Items listed in a dataset:
PR #2664, opened 2018-10-19
Fixes #2663 - Reduce number of untriaged bugs on homepage

### LINKED ISSUE #2663: Reduce the number of untriaged bugs on homepage
We have 10, and I doubt anybody really looks at these. How about we reduce this to 5?

To fix this see, https://github.com/webcompat/webcompat.com/blob/d56cd783366d725bcf2cf560723a590faf41e08f/webcompat/static/js/lib/diagnose.js#L30-L31

While we're editing these files, diagnose.js doesn't make sense anymore (it had this name before we had the notion of "need striage", we could rename this to untriaged.js, or triage.js or something.

But we need to rename it on other places too:

https://github.com/webcompat/webcompat.com/search?q=diagnose.js&unscoped_q=diagnose.js

Anushi1998:
Fixes #2663 - Reduce number of untriaged bugs displayed on homepage and renamed `diagnose` to `untriaged`.

Let me know if I  missed something :)

r? @miketaylr

### DIFF
--- a/grunt-tasks/concat.js
+++ b/grunt-tasks/concat.js
@@ -28,13 +28,13 @@ module.exports = function(grunt) {
       ],
       dest: "<%= jsDistPath %>/<%= pkg.name %>.js"
     },
-    diagnose: {
+    untriaged: {
       src: [
         "<%= jsPath %>/lib/models/label-list.js",
         "<%= jsPath %>/lib/models/issue.js",
-        "<%= jsPath %>/lib/diagnose.js"
+        "<%= jsPath %>/lib/untriaged.js"
       ],
-      dest: "<%= jsDistPath %>/diagnose.js"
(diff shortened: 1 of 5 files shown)


miketaylr:
Ah yeah, whoops. We need to update the test assertions:

```
127.0.0.1 - - [19/Oct/2018 01:53:49] "GET /api/issues/category/needstriage HTTP/1.1" 200 -
× chrome 70.0.3538.67 on Linux - Index - browse issues (needstriage) (0.144s)
    AssertionError: 10 issues should be displayed: expected 5 to equal 10
      at Command.<anonymous>  <tests/functional/index-non-auth.js:64:18>
      at Test.browse issues (needstriage) [as test]  <tests/functional/index-non-auth.js:63:10>
      at <src/lib/Test.ts:263:51>
```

YOUR INSTRUCTIONS: Copy every line above without changes.

EXPECTED ANSWER:
PR #2664, opened 2018-10-19
Fixes #2663 - Reduce number of untriaged bugs on homepage

### LINKED ISSUE #2663: Reduce the number of untriaged bugs on homepage
We have 10, and I doubt anybody really looks at these. How about we reduce this to 5?

To fix this see, https://github.com/webcompat/webcompat.com/blob/d56cd783366d725bcf2cf560723a590faf41e08f/webcompat/static/js/lib/diagnose.js#L30-L31

While we're editing these files, diagnose.js doesn't make sense anymore (it had this name before we had the notion of "need striage", we could rename this to untriaged.js, or triage.js or something.

But we need to rename it on other places too:

https://github.com/webcompat/webcompat.com/search?q=diagnose.js&unscoped_q=diagnose.js

Anushi1998:
Fixes #2663 - Reduce number of untriaged bugs displayed on homepage and renamed `diagnose` to `untriaged`.

Let me know if I  missed something :)

r? @miketaylr

### DIFF
--- a/grunt-tasks/concat.js
+++ b/grunt-tasks/concat.js
@@ -28,13 +28,13 @@ module.exports = function(grunt) {
       ],
       dest: "<%= jsDistPath %>/<%= pkg.name %>.js"
     },
-    diagnose: {
+    untriaged: {
       src: [
         "<%= jsPath %>/lib/models/label-list.js",
         "<%= jsPath %>/lib/models/issue.js",
-        "<%= jsPath %>/lib/diagnose.js"
+        "<%= jsPath %>/lib/untriaged.js"
       ],
-      dest: "<%= jsDistPath %>/diagnose.js"
(diff shortened: 1 of 5 files shown)


miketaylr:
Ah yeah, whoops. We need to update the test assertions:

```
127.0.0.1 - - [19/Oct/2018 01:53:49] "GET /api/issues/category/needstriage HTTP/1.1" 200 -
× chrome 70.0.3538.67 on Linux - Index - browse issues (needstriage) (0.144s)
    AssertionError: 10 issues should be displayed: expected 5 to equal 10
      at Command.<anonymous>  <tests/functional/index-non-auth.js:64:18>
      at Test.browse issues (needstriage) [as test]  <tests/functional/index-non-auth.js:63:10>
      at <src/lib/Test.ts:263:51>
```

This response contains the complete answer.